▶ [To do]:
Search the records for lines that contain the word "also". Copy them all.

▶ [Data to process]:
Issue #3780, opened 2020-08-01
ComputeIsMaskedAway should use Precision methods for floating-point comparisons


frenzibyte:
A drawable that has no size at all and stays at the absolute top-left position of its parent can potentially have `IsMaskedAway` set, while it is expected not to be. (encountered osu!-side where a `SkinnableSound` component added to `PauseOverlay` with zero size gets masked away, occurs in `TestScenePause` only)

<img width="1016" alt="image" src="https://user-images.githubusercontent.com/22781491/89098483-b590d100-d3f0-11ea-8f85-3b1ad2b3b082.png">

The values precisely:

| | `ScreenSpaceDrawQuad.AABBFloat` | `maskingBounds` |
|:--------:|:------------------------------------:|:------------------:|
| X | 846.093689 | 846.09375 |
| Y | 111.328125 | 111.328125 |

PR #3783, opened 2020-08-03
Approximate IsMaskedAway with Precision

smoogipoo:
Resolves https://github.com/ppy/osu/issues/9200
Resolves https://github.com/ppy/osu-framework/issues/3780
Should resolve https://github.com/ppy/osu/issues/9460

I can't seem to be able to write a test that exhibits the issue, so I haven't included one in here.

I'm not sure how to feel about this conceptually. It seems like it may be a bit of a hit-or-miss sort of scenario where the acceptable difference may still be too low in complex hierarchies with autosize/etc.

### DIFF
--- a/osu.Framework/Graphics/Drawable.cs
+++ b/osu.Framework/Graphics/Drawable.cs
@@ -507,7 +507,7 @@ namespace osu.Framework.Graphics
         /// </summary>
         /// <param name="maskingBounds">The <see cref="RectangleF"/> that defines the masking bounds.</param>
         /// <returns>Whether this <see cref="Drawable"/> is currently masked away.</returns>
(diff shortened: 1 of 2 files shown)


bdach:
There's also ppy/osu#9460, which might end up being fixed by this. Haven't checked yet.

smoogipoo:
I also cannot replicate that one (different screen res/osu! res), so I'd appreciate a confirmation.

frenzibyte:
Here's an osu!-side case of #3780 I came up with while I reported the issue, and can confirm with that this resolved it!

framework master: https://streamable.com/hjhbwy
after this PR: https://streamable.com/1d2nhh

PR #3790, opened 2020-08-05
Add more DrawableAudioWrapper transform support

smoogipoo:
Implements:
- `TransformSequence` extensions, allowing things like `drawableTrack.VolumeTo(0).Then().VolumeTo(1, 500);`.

▶ [Answer]:
There's also ppy/osu#9460, which might end up being fixed by this. Haven't checked yet.
I also cannot replicate that one (different screen res/osu! res), so I'd appreciate a confirmation.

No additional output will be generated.